Trauma, Violence, & Abuse
- Discipline: Trauma, criminology, social work
- Language: English
- Edited by: Jon R. Conte

Publication details
- History: 2000-present
- Publisher: SAGE Publications
- Frequency: Quarterly
- Impact factor: 6.325 (2019)

Standard abbreviations
- ISO 4: Trauma Violence Abuse

Indexing
- ISSN: 1524-8380 (print) 1552-8324 (web)
- LCCN: 99008561
- OCLC no.: 39928233

Links
- Journal homepage; Online access; Online archive;

= Trauma, Violence, & Abuse =

Trauma, Violence, & Abuse is a peer-reviewed academic journal that covers research on trauma, abuse, and violence. The journal's editor-in-chief is Jon R. Conte (University of Washington). It was established in 2000 and is currently published by SAGE Publications.

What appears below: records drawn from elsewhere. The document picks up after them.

PR #2142, opened 2026-03-16
refactor: Centralize computation for physical schema without partition columns

dengsh12:
In the past, we compute physical schema without partition columns repeatedly. The PR is to centralize them to `TableConfiguration`

Existing

### DIFF
--- a/kernel/src/table_configuration.rs
+++ b/kernel/src/table_configuration.rs
@@ -73,7 +73,7 @@ fn strip_metadata(schema: SchemaRef) -> SchemaRef {
 ///
 /// - `full`: physical representations of all columns from [`TableConfiguration::logical_schema`].
 /// - `without_partition`: lazily computed variant that excludes partition columns.
-#[derive(Debug, Clone)]
+#[derive(Debug, Clone, Eq)]
 struct PhysicalSchemas {
     full: SchemaRef,
     without_partition: OnceLock<SchemaRef>,
@@ -97,8 +97,6 @@ impl PartialEq for PhysicalSchemas {
         self.full == other.full
     }
 }
-
-impl Eq for PhysicalSchemas {}
 
 /// Holds all the configuration for a table at a specific version. This includes the supported
 /// reader and writer features, table properties, schema, version, and table root. This can be used
@@ -412,6 +410,21 @@ impl TableConfiguration {
     #[internal_api]
     pub(crate) fn physical_schema(&self) -> SchemaRef {
         self.physical_schemas.full.clone()
+    }
+
+    /// The physical schema for writing data files.
+    ///
+    /// When [`MaterializePartitionColumns`] is enabled, returns the full physical schema
+    /// (partition columns are materialized in data files). Otherwise, returns the physical
+    /// schema with partition columns excluded.
+    ///
+    /// [`MaterializePartitionColumns`]: crate::table_features::TableFeature::MaterializePartitionColumns
+    pub(crate) fn physical_write_schema(&self) -> SchemaRef {
+        if self.is_feature_enabled(&TableFeature::MaterializePartitionColumns) {
+            self.physical_schema()
+        } else {
+            self.physical_data_schema_without_partition_columns()
+        }
     }
 
     /// The [`TableProperties`] of this table at this version.
--- a/kernel/src/transaction/mod.rs
+++ b/kernel/src/transaction/mod.rs
@@ -700,12 +700,7 @@ impl<S> Transaction<S> {
         let table_config = self.read_snapshot.table_configuration();
         let column_mapping_mode = table_config.column_mapping_mode();
 
-        let physical_schema =
-            if table_config.is_feature_enabled(&TableFeature::MaterializePartitionColumns) {
-                table_config.physical_schema()
-            } else {
-                table_config.physical_data_schema_without_partition_columns()
-            };
+        let physical_schema = table_config.physical_write_schema();
 
         // Get stats columns from table configuration
         let stats_columns = self.stats_columns();


kernel/src/table_configuration.rs
```diff
@@ -69,6 +69,35 @@ fn strip_metadata(schema: SchemaRef) -> SchemaRef {
...
+    }
+}
+
+impl PartialEq for PhysicalSchemas {
+    fn eq(&self, other: &Self) -> bool {
+        // `without_partition` is deterministically derived from `full` and partition columns
+        // (compared via `metadata` in TableConfiguration's PartialEq), so comparing it is
+        // redundant. Two PhysicalSchemas with the same `full` are considered equal even if
+        // one has `without_partition` initialized and the other does not.
+        self.full == other.full
```
dengsh12, line 97: I feel like we probably don't want two same `PhysicalSchemas` to be considered as different because of Onelock initialized or not? But lmk if you have different insights!

kernel/src/transaction/mod.rs
```diff
@@ -697,36 +697,15 @@ impl<S> Transaction<S> {
...
-        let physical_schema = Arc::new(StructType::new_unchecked(physical_fields));
+        let table_config = self.read_snapshot.table_configuration();
+        let column_mapping_mode = table_config.column_mapping_mode();
+
+        let physical_schema =
+            if table_config.is_feature_enabled(&TableFeature::MaterializePartitionColumns) {
+                table_config.physical_schema()
+            } else {
+                table_config.physical_data_schema_without_partition_columns()
+            };
```
scovich: Which callers would break if `table_config.physical_schema()` included materialized partition cols when the feature was active? (wondering if we can pull the feature check inside, so callers don't have to magically know about it)?

kernel/src/table_configuration.rs
scovich: What is `PartialEq` used for in the first place? Seems like a bit of a red flag?

kernel/src/table_configuration.rs
```diff
@@ -69,6 +69,37 @@ fn strip_metadata(schema: SchemaRef) -> SchemaRef {
...
+    }
+}
+
+impl Eq for PhysicalSchemas {}
```
scovich: Assuming we need it at all, why not just `#[derive(Eq)]`?

scovich (commented):
Early feedback from a quick initial pass

kernel/src/table_configuration.rs
dengsh12: Nah, that's because `TableConfiguration` derived `PartialEq`. The chain is: `Snapshot` -> `TableConfiguration` -> `PhysicalSchemas`

kernel/src/table_configuration.rs
dengsh12: Make sense! Simplified

kernel/src/transaction/mod.rs
dengsh12: Good point!

> so callers don't have to magically know about it

As callers can access `TableConfiguration`, they should be able to call 
`table_config.is_feature_enabled(&TableFeature::MaterializePartitionColumns)`? But yes encapsulate it reduce the chance for mistake, extracted a new `physical_write_schema` in `TableConfiguration`.

Small nuance: callers would break if they call `table_config.physical_schema()` directly, and use it as a schema for raw parquet data writes, when the feature `MaterializePartitionColumns ` is _inactive_.

dengsh12:
> The code itself LGTM (narrowly scoped).
> 
> One high level question -- what is the mental model for a connector that needs to apply a physical schema to the parquet files it produces, when that schema may or may not materialize partition column values? Does kernel provide a projection that Just Works either way? If so, what is the input to that projection? If not... does engine somehow have to know which columns are special?

I'm a little unclear on the question, could you provide a concrete example? I think generally if the connector needs to apply a schema to a parquet(kernel doesn't know how the schema and parquet will be like), it needs to ensure the schema is correct?

scovich:
> > One high level question -- what is the mental model for a connector that needs to apply a physical schema to the parquet files it produces, when that schema may or may not materialize partition column values? Does kernel provide a projection that Just Works either way? If so, what is the input to that projection? If not... does engine somehow have to know which columns are special?
> 
> I'm a little unclear on the question, could you provide a concrete example? I think generally if the connector needs to apply a schema to a parquet(kernel doesn't know how the schema and parquet will be like), it needs to ensure the schema is correct?

Well, a truly naive connector wouldn't even (want to) know it's working with partitioned tables. Which means kernel has to tell the connector how to distribute the data (to put different partition values in independent files), extract partition values from ordinary columns, etc. 

Meanwhile, a sophisticated connector natively understands partitioning and may not even have a way to write partition values in the parquet it produces. So we'd have to somehow provide a projection that computes the column... but how does the projection gain access to the necessary partition values?

I don't have a good mental image of how all this works even today, let alone how this new change (physical schema needs to include partition column values).

dengsh12:
> > > One high level question -- what is the mental model for a connector that needs to apply a physical schema to the parquet files it produces, when that schema may or may not materialize partition column values? Does kernel provide a projection that Just Works either way? If so, what is the input to that projection? If not... does engine somehow have to know which columns are special?
> > 
> > 
> > I'm a little unclear on the question, could you provide a concrete example? I think generally if the connector needs to apply a schema to a parquet(kernel doesn't know how the schema and parquet will be like), it needs to ensure the schema is correct?
> 
> Well, a truly naive connector wouldn't even (want to) know it's working with partitioned tables. Which means kernel has to tell the connector how to distribute the data (to put different partition values in independent files), extract partition values from ordinary columns, etc.
> 
> Meanwhile, a sophisticated connector natively understands partitioning and may not even have a way to write partition values in the parquet it produces. So we'd have to somehow provide a projection that computes the column... but how does the projection gain access to the necessary partition values?
> 
> I don't have a good mental image of how all this works even today, let alone how this new change (physical schema needs to include partition column values).

Thanks for clarification! Assume it's on write path. Current mental model is: Kernel provides a `WriteContext` in `Transanction` which contains enough information and connectors can use that to perform a write. I think the expectation of the `physical_schema` is: the schema of data which will be directly written to raw parquet(which should follow the materialized feature)?

> to put different partition values in independent files

Well, it's a good point, I don't think we have a hint like this for connectors currently. But... I can not think of a very good way to do that yet.

>may not even have a way to write partition values in the parquet it produces

I think they have? They can use the `physical_schema` as the schema to write, I think that's what the `WriteContext` expects to be used for?

> let alone how this new change (physical schema needs to include partition column values).

Nah, it's not new change, it's a refactor keeps existing behavior. Include partition column values when materialized is existing logic.

scovich:
> > may not even have a way to write partition values in the parquet it produces
> 
> I think they have? They can use the `physical_schema` as the schema to write, I think that's what the `WriteContext` expects to be used for?

I mean... where do they get the partition values from, in case the write context says they need to project them into the parquet? One could easily imagine an engine that just tells a given task "write this file" and the partition values are handled entirely by somebody else.

dengsh12:
> > > may not even have a way to write partition values in the parquet it produces
> > 
> > 
> > I think they have? They can use the `physical_schema` as the schema to write, I think that's what the `WriteContext` expects to be used for?
> 
> I mean... where do they get the partition values from, in case the write context says they need to project them into the parquet? One could easily imagine an engine that just tells a given task "write this file" and the partition values are handled entirely by somebody else.



> > > may not even have a way to write partition values in the parquet it produces
> > 
> > 
> > I think they have? They can use the `physical_schema` as the schema to write, I think that's what the `WriteContext` expects to be used for?
> 
> I mean... where do they get the partition values from, in case the write context says they need to project them into the parquet? One could easily imagine an engine that just tells a given task "write this file" and the partition values are handled entirely by somebody else.

Hmmm I'm a little unsure why users need to get partition values from kernel before write. I think partition values is a thing users tell kernel, not kernel tells users? I think current flow is, users always provides _full_ logical data(including partition values), in `WriteContext` there is `logical_to_physical` expression and `physical_schema`. They should evaluate `logical_to_physical` on the full logical data to get the physical data. During the evaluation, partition columns are automatically dropped/saved according to materialized or not. So the connector doesn't need to know which columns are partition columns — it just evaluates logical_to_physical on the full logical data and gets the correct physical data.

== Abstracting and indexing ==
Trauma, Violence, & Abuse is abstracted and indexed in MEDLINE/PubMed, Scopus, and the Social Sciences Citation Index. According to the Journal Citation Reports, its 2019 impact factor is 6.325, ranking it 1st out of 44 journals in the category "Social Work", 1st out of 47 journals in the category "Family Studies", and 2nd out of 69 journals in the category "Criminology & Penology".